Dilimi deliğine sokmaya çalıştım, buruşuk deriden içeri sızamıyordum. Parmağımı ıslatıp deliğine gönderdim. Hiç sesi çıkmıyordu. Sadece çok çok minik bir inilti vardı, dikkat kesilmesem duymazdım bile.

Bir süre parmağım ile gelgit yaptım. Elim hızlandıkça kalçası titriyordu ve bu beni delirtiyordu. İkinci parmağımı da sokup dişlerimi sıkarak parmaklamaya devam ettim.

Bir süre sonra dayanamayarak parmaklarımı deliğinden çekip onu ters çevirdim. Dudakları... Küçük pembelikler aşırı güzel duruyordu.

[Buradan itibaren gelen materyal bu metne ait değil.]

PR #518, opened 2023-07-13
fix: allow to pass tag type for dropdown menu button

Xstoudi:
I'm not really sure if it's the best way to do. At some point it could be nice to switch from headless to radix as the component could benefit from the `asChild` prop of trigger's.


stropitek:
@Xstoudi I'm closing this since it's not relevant anymore as we are switching to blueprintjs library

If there is a use case this PR was fulfilling, feel free to open an issue.

PR #523, opened 2023-07-30
Implement Panelheader

### LINKED ISSUE #519: New component: PanelHeader
A PanelHeader could be used in the panel as a fixed header. It has 3 props:

- children
- count - if defined we put the number in square bracked on the right
- onClickSettings - if defined we add the gear on the right

It should replace in NMRium all the header of panels:

image

It should also be used in Pixelium

wadjih-bencheikh18:
closes : https://github.com/zakodium-oss/react-science/issues/519


lpatiny:
Looks good to me. 2 remarks:

image

1. I think the icons should be closer to each other like in NMRium
2. Should the thin layer under the button not be included in this component ?

image

lpatiny:
I also found out that sometimes we have the current number and total number.

Please rename count to `total` and a a new property `current`.

If `current` and `total` are defined you could display 1 / 5 and keep the square brackets only when one of the 2 values are defined..

wadjih-bencheikh18:
Nmrium:
image

Our component:
image

lpatiny (approved):
Functionality looks ok to me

Boğazımdan bir hırıltı yükselirken tamamen bacaklarının arasına geçip bacaklarından tutarak kendime çektim. Aletimi deliğine konumlandırıp içine girdiğimde dudakları hafifçe aralandı ama geri kapattı.

İlk yavaş yavaş girdim ama daha sonra kontrolümü kaybetmiş gibi hızlandım. Kalçamı hızlı hızlı hareket ettirip içine girerken diğer yandan da boynunu öpüyordum. O kafasını yana çevirip bana camdan dışarı bakmıştı.

"Siktir.. siktir.." dişlerimi sıkarak inledim. Aşırı iyi hissettiriyordu bu buruşmuş derinin içinde olmak.

Camdan dışarı bakarken birden gözlerinin içi parladı, küçük bir çocuğun oyuncak görmesi gibi mutlu olmuştu.

"Yıldızlar..." dedi hayranlıkla. Kaşlarım çatılırken içine kökledim ve boynumdaki damarlar çıkmışken kafamı pencereye çevirdim. Yine baya açık bir alana çıkmıştık ve gökyüzü muhteşem görünüyordu.

"Çok güzeller..." dedi elini yıldızlara uzatıp. Gidip izlemek istiyordu.

"Uslu dur." dedim zorla konuşarak. Ve belinden tutup bir bebek gibi kendime çektim.

Kalçamı hızlı hızlı hareket ettirirken o hala ellerini gökyüzüne doğru uzatmıştı. Sanki onlara ulaşmak istermiş gibi. Bir bebeğin annesini ya da en sevdiği oyuncağı görünce elini uzatması gibiydi.

Ona umursamadan hızlı hızlı gelgit yapmaya devam ettim. Yıldızlara bakıyordu ve ben vuruş yaptıkça hafifçe yerinden oynuyordu.

Dakikalar sonra kendimi deliğine tamamen itip titreyerek içine boşaldım.

Nefes nefese uzanmış boyun girintisine alnımı koyarken, o hâlâ gökyüzüne bakıyordu.